── DATA RECORDS ──
PR #1541, opened 2020-09-15
Migrate to libp2p 0.29

### LINKED ISSUE #1206: Update to libp2p 0.29.x, gossipsubv1.1
It's that time again, time to start looking into upgrading from libp2p 0.28.x to libp2p 0.29.x. At the same time, we will need to upgrade gossipsub (0.5.x).
Even tho neither libp2p 0.29.x nor gossipsub 0.5.x have been published, we may still begin the process of upgrading using 
libp2p/js-libp2p branch 0.29.x and ChainSafe/js-libp2p-pubsub branch gsv1.1

Seemingly all major changes to gossipsub have been merged in, with only additional testing and non-breaking changes left, see:
https://github.com/ChainSafe/js-libp2p-gossipsub/issues/73

Upgrade libp2p stack, be ready for the official 0.29.x and 0.5.x release.

**Additional context**
I believe the main difference, for us, between versions is in gossipsub, not much in libp2p core:
- peer scoring - we can pass in [`scoreParams`](https://github.com/ChainSafe/js-libp2p-gossipsub/blob/gsv1.1/ts/index.ts#L33) and `scoreThresholds` when they get defined in the spec
- the `Message` object is now only used minimally in pubsub components. Instead [`InMessage`](https://github.com/ChainSafe/js-libp2p-gossipsub/blob/gsv1.1/ts/message/index.ts#L69) is used throughout. Everywhere that operates on a "message" is operating on an `InMessage`. Gossipsub emits `InMessage`s on subscribed topics. Note it now has a `receivedFrom` field, the string peer id of the direct sender.
- topic validators - instead of returning an `ExtendedValidatorResult`, topic validator functions now `throw` an Error. Valid errors are defined [here](https://github.com/ChainSafe/js-libp2p-gossipsub/blob/gsv1.1/ts/constants.ts#L216).  Example [here](https://github.com/ChainSafe/js-libp2p-gossipsub/blob/gsv1.1/test/pubsub.spec.js#L148).  The function signature is also changed, now `(topic: string, message: InMessage): void` - peerId is no longer a parameter, instead `message.receivedFrom` should be used.
- Because of the validation refactor, we no longer use the `_processTopicValidatorResult` function, its been deleted.

twoeths:
resolves #1206


packages/lodestar/package.json
```diff
@@ -74,17 +74,16 @@
...
-    "libp2p-gossipsub": "^0.4.6",
-    "libp2p-mdns": "^0.14.3",
-    "libp2p-mplex": "^0.9.5",
-    "libp2p-noise": "^1.1.2",
-    "libp2p-pubsub": "^0.4.7",
-    "libp2p-tcp": "^0.14.6",
-    "multiaddr": "^7.4.3",
+    "libp2p": "^0.29.0",
+    "libp2p-bootstrap": "^0.12.0",
+    "libp2p-gossipsub": "/Users/tuyennguyen/Projects/workshop/gossipsub-js",
```
twoeths: waiting for `gossipsub-js` update with `libp2p-interfaces` types

packages/lodestar/src/network/gossip/gossipsub.ts
```diff
@@ -70,16 +69,22 @@ export class LodestarGossipsub extends Gossipsub {
     }
   }
 
-  public async validate(rawMessage: Message, peer: Peer): Promise<boolean> {
-    const message: ILodestarGossipMessage = normalizeInRpcMessage(rawMessage);
+  /**
+   * Override https://github.com/ChainSafe/js-libp2p-gossipsub/blob/v0.6.0/ts/index.ts#L442
+   * Should throw ERR_TOPIC_VALIDATOR_IGNORE or ERR_TOPIC_VALIDATOR_REJECT
+   * If we don't throw it means accept
```
wemeetagain, line 102: We'll need to update the topic validators in `src/network/gossip/validation/*` to do this, rather than rely on transformation after the fact. Results are no longer collected: https://github.com/libp2p/js-libp2p-interfaces/blob/master/src/pubsub/index.js#L515

packages/lodestar/src/network/gossip/gossipsub.ts
```diff
@@ -70,16 +69,22 @@ export class LodestarGossipsub extends Gossipsub {
...
     assert.true(Boolean(message.topicIDs), "topicIds is not defined");
     assert.equal(message.topicIDs.length, 1, "topicIds array must contain one item");
     if (!message.data) throw Error("Message has not data");
     assert.lte(message.data.length, GOSSIP_MAX_SIZE, "Message exceeds byte size limit");
     const topic = message.topicIDs[0];
     // avoid duplicate
     if (this.transformedObjects.get(message.messageId)) {
-      return false;
+      throw new GossipValidationError(ERR_TOPIC_VALIDATOR_IGNORE);
     }
```
wemeetagain: gossipsub should already be handling duplicates. I think we can `assert.false(this.transformedObjects.get(...))` here

packages/lodestar/src/network/gossip/gossipsub.ts
```diff
@@ -1,24 +1,24 @@
-import PeerId from "peer-id";
 import Gossipsub from "libp2p-gossipsub";
```
wemeetagain, line 1: fyi https://github.com/ethereum/eth2.0-specs/pull/2044
it isn't in a release yet, but we'll need to support it soon enough.
This might require an update to gossipsub, not sure. Currently, topics are `string`, and I think there may be issues with this one way or another.

packages/lodestar/src/network/gossip/gossipsub.ts
```diff
@@ -70,16 +69,22 @@ export class LodestarGossipsub extends Gossipsub {
...
 
-  public async validate(rawMessage: Message, peer: Peer): Promise<boolean> {
-    const message: ILodestarGossipMessage = normalizeInRpcMessage(rawMessage);
+  /**
+   * Override https://github.com/ChainSafe/js-libp2p-gossipsub/blob/v0.6.0/ts/index.ts#L442
+   * Should throw ERR_TOPIC_VALIDATOR_IGNORE or ERR_TOPIC_VALIDATOR_REJECT
+   * If we don't throw it means accept
+   * @param rawMessage
+   */
+  public async validate(rawMessage: InMessage): Promise<void> {
```
wemeetagain: We need to rely on super.validate, and call it bc we track rejected / ignored messages in super.validate.
One direction might be to push all validation into the topic validators.

```typescript

async function genericIsValid (message: InMessage): Promise<boolean> {
  return (
    message.topicIDs && message.topicIDs.length === 1 &&
    message.data && message.data.length > GOSSIP_MAX_SIZE
  );
}

async function topicValidator (topic: string, objValidatorFn: (obj: GossipObject) => Promise<void>): (msg: InMessage) => Promise<void> {
  return async (topic: string, msg: InMessage): Promise<void> => {
    if (!genericIsValid(msg)) {
      throw new GossipValidationError(ERR_TOPIC_VALIDATOR_REJECT);
    }
    try {
      const {object} = deserializeGossipMessage(topic, message);
      await objValidatorFn(object);
    } catch (e) {
      throw new GossipValidationError(ERR_TOPIC_VALIDATOR_REJECT);
    }
  }
}

// in gossip.ts / gossipsub.ts, set the topic validators
// they fail fast here: https://github.com/libp2p/js-libp2p-interfaces/blob/master/src/pubsub/index.js#L515
this.topicValidators.set(
  getGossipTopic(BLOCK),
  topicValidator(getGossipTopic(BLOCK), validateGossipBlock)
);
```
Then we wouldn't override `validate` at all, just rely on the underlying implementation.
This could be cleaned up, just showing the idea.

packages/lodestar/src/network/gossip/gossipsub.ts
twoeths: I only see the way to calculate message-id there which is not a big change, are there other PRs about topics? Anyway it's good to notice that, we should focus on libp2p migration to make sure gossip works fine with medalla first.
In the mean time, topics are still string in dev branch.

packages/lodestar/src/network/gossip/gossip.ts
```diff
@@ -56,14 +57,15 @@ export class Gossip extends (EventEmitter as {new (): GossipEventEmitter}) imple
     // need to improve Gossipsub type to implement EventEmitter to avoid this cast
     this.pubsub =
       pubsub ||
-      ((new LodestarGossipsub(config, validator, this.logger, libp2p.peerId, libp2p.registrar, {
+      ((new LodestarGossipsub(config, validator, this.logger, (libp2p as unknown) as Libp2p, {
```
mpetrunic: I don't think we should do this. We need to fix this

packages/lodestar/src/network/gossip/gossip.ts
```diff
@@ -33,6 +33,7 @@ import {IBeaconChain} from "../../chain";
 import {computeEpochAtSlot, computeForkDigest} from "@chainsafe/lodestar-beacon-state-transition";
 import {GossipEncoding} from "./encoding";
 import {toHexString} from "@chainsafe/ssz";
+import {Libp2p} from "libp2p-gossipsub/src/interfaces";
```
mpetrunic: why do we have separate interface in libp2p-gossipsub (should be reused from libp2p-ts?)

packages/lodestar/src/network/gossip/interface.ts
```diff
@@ -105,3 +106,11 @@ export type GossipMessageValidatorFn = (message: GossipObject, subnet?: number)
 export interface ILodestarGossipMessage extends Message {
   messageId: string;
 }
+
+export class GossipValidationError extends Error {
```
mpetrunic: maybe separate file?

packages/lodestar/src/network/gossip/interface.ts
```diff
@@ -105,3 +106,11 @@ export type GossipMessageValidatorFn = (message: GossipObject, subnet?: number)
...
+  public code: string;
+  constructor(code: string, message?: string) {
```
mpetrunic: ain't this code suppose to be enum?

twoeths: I got error "Only numeric enums can have computed members" if I import error constants from gossipsub to make an enum in lodestar. I think gossipsub can make an enum instead if we want to.

packages/lodestar/src/network/gossip/gossip.ts
twoeths: gossipsub has its own libp2p type, libp2p-interface uses `any`. Also gossipsub uses peer-id 0.14.0 and lodestar uses 0.14.1 (drived by other dependencies) and it causes type conflict with this minor version change.
I heard that libp2p has a plan to generate its type from jsdoc like libp2p-interface, can we wait for it? Temporarily made it as ts-ignore to avoid the confusion and version conflict issue.

mpetrunic: > I heard that libp2p has a plan to generate its type from jsdoc like libp2p-interface, can we wait for it?

Nope, it's last one that's gonna receive this update and it's probably gonna take a long time. Why aren't we using libp2p type from ts-libp2p? Since libp2p-interfaces has any type it's gonna work

twoeths: gossipsub-js uses its own libp2p type. @wemeetagain can we use libp2p-ts libp2p type in gossipsub-js?

packages/lodestar/src/network/gossip/gossip.ts
```diff
@@ -56,14 +56,16 @@ export class Gossip extends (EventEmitter as {new (): GossipEventEmitter}) imple
     // need to improve Gossipsub type to implement EventEmitter to avoid this cast
     this.pubsub =
       pubsub ||
-      ((new LodestarGossipsub(config, validator, this.logger, libp2p.peerId, libp2p.registrar, {
+      // @ts-ignore
```
3xtr4t3rr3str14l, line 59: Could you find a way to avoid using ts-ignore here?

packages/lodestar/src/network/gossip/gossipsub.ts
```diff
@@ -70,71 +75,97 @@ export class LodestarGossipsub extends Gossipsub {
...
     });
   }
 
-  publish(topic: string, data: Buffer): void {
-    const encoding = getTopicEncoding(topic);
+  /**
+   * Override https://github.com/ChainSafe/js-libp2p-gossipsub/blob/v0.6.3/ts/index.ts#L1034
+   */
+  public _publish(message: InMessage): Promise<void> {
+    assert.true(message.topicIDs && message.topicIDs.length === 1, "lodestar only support 1 topic per message");
```
3xtr4t3rr3str14l: minor grammar issue, but should be "supports" instead of "support"

packages/lodestar/test/unit/network/gossip/gossipsub.test.ts
```diff
@@ -1,66 +1,73 @@
...
-    const registrar = {
-      handle: (): null => null,
-      register: (): string => "",
-      unregister: (): boolean => false,
-    };
-    const peerId = await createPeerId();
-    gossipSub = new LodestarGossipsub(config, validator, new WinstonLogger(), peerId, registrar, {});
+    const multiaddr = "/ip4/127.0.0.1/tcp/0";
+    const libp2p = await createNode(multiaddr);
+    gossipSub = new LodestarGossipsub(config, validator, new WinstonLogger(), (libp2p as unknown) as Libp2p, {});
```
3xtr4t3rr3str14l, line 38: Can you try to typecast without the `unknown`?

packages/lodestar/src/network/gossip/gossip.ts
3xtr4t3rr3str14l: oh, just saw this comment that explains why it's here
https://github.com/ChainSafe/lodestar/pull/1541#discussion_r499922451

packages/lodestar/test/unit/network/gossip/gossipsub.test.ts
3xtr4t3rr3str14l: Nvm, related to above comment

https://github.com/ChainSafe/lodestar/pull/1541#discussion_r499922451

wemeetagain (approved):
LGTM! :tada: 
We can further tweak things (eg: gossip validators, message ID) in future PRs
───
* TASK OBJECTIVE: For every line of the records that has the word "conflict" in it, make a copy.

* ANSWER TO THIS PROBLEM:
twoeths: gossipsub has its own libp2p type, libp2p-interface uses `any`. Also gossipsub uses peer-id 0.14.0 and lodestar uses 0.14.1 (drived by other dependencies) and it causes type conflict with this minor version change.
I heard that libp2p has a plan to generate its type from jsdoc like libp2p-interface, can we wait for it? Temporarily made it as ts-ignore to avoid the confusion and version conflict issue.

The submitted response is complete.